A synchronous electric motor is an AC motor distinguished by a rotor spinning with coils passing magnets at the same rate as the alternating current and resulting magnetic field which drives it. Another way of saying this is that it has zero slip under usual operating conditions. Contrast this with an induction motor, which must slip in order to produce torque. They operate synchronously with line frequency.
There are two major types of synchronous motors
- Direct-current excited
These motors are manufactured in reluctance and hysteresis designs, these motors employ a self-starting circuit and require no external excitation supply. Reluctance designs have ratings that range from sub-fractional to about 30 hp. Sub-fractional horsepower motors have low torque, and are generally used for instrumentation applications. Moderate torque, integral horsepower motors use squirrel- cage construction with toothed rotors. Hysteresis motors are manufactured in sub-fractional horsepower ratings, primarily as servomotors and timing motors. More expensive than the reluctance type, hysteresis motors are used where precise constant speed is required.
DC-excited motors — Made in sizes larger than 1 hp, these motors require direct current supplied through slip rings for excitation. The direct current can be supplied from a separate source or from a dc generator directly connected to the motor shaft. Slip rings and brushes are used to conduct current to the rotor. The rotor poles connect to each other and move at the same speed – hence the name synchronous motor.
Formula for Synchronous Motor speed
The speed of a synchronous motor is determined by the following formula: ns = 120 * f / p
where, ns = synchronous speed (rpm)
f = frequency of AC supply (Hz)
p = number of magnetic poles
A synchronous motor is composed of the following parts:
- The stator is the outer shell of the motor, which carries the armature winding. This winding is spatially distributed for poly-phase AC current. This armature creates a rotating magnetic field inside the motor.

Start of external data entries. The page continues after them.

Issue #352, opened 2016-07-20
Perf ideas


ebidel:
- [x]  lazy load new dropdown UI elements.
- [ ]  css containment on certain components
- [x]  lazy load wc.js
- [x]  use async imports if possible.
- [x]  autoprefixer for css. Slim down files!
- [x]  minify html/css/js output from vulcanize.
- [x]  use fewer `paper-*` material elements. They add weight to the page.

PR #355, opened 2016-07-20
Slim css

ebidel:
R: @jpchase @jeffposnick @beaufortfrancois @RByers 

Removes built css from git and relies on autoprefixer for vendor prefixes. Part of #352


jpchase:
LGTM.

- The rotor is the rotating portion of the motor. it carries field winding, which may be supplied by a DC source. On excitation, this field winding behaves as a permanent magnet.
- The slip rings in the rotor, to supply the DC to the field winding, in the case of DC excited types.
The armature winding, when excited by a poly-phase (usually 3-phase) winding, creates a rotating magnetic field inside the motor. The field winding, which acts as a permanent magnet, simply locks in with the rotating magnetic field and rotates along with it. During operation, as the field locks in with the rotating magnetic field, the motor is said to be in synchronization. Once the motor is in operation, the speed of the motor is dependent only on the supply frequency. When the motor load is increased beyond the break down load, the motor falls out of synchronization i.e., the applied load is large enough to pull out the field winding from following the rotating magnetic field. The motor immediately stalls after it falls out of synchronization.
• Synchronous motors find applications in all industrial applications where constant speed is necessary.
• Improving the power factor as Synchronous condensers.
• Low power applications include positioning machines, where high precision is required, and robot actuators.
Advantages Synchronous motors
• Speed is independent of the load, provided an adequate field current is applied.
• Accurate control in speed and position using open loop controls, eg. stepper motors.
• Their power factor can be adjusted to unity by using a proper field current relative to the load. Also, a “capacitive” power factor, (current phase leads voltage phase), can be obtained by increasing this current slightly, which can help achieve a better power factor correction for the whole installation.
• Their construction allows for increased electrical efficiency when a low speed is required (as in ball mills and similar apparatus).
• They run either at the synchronous speed else no speed is there.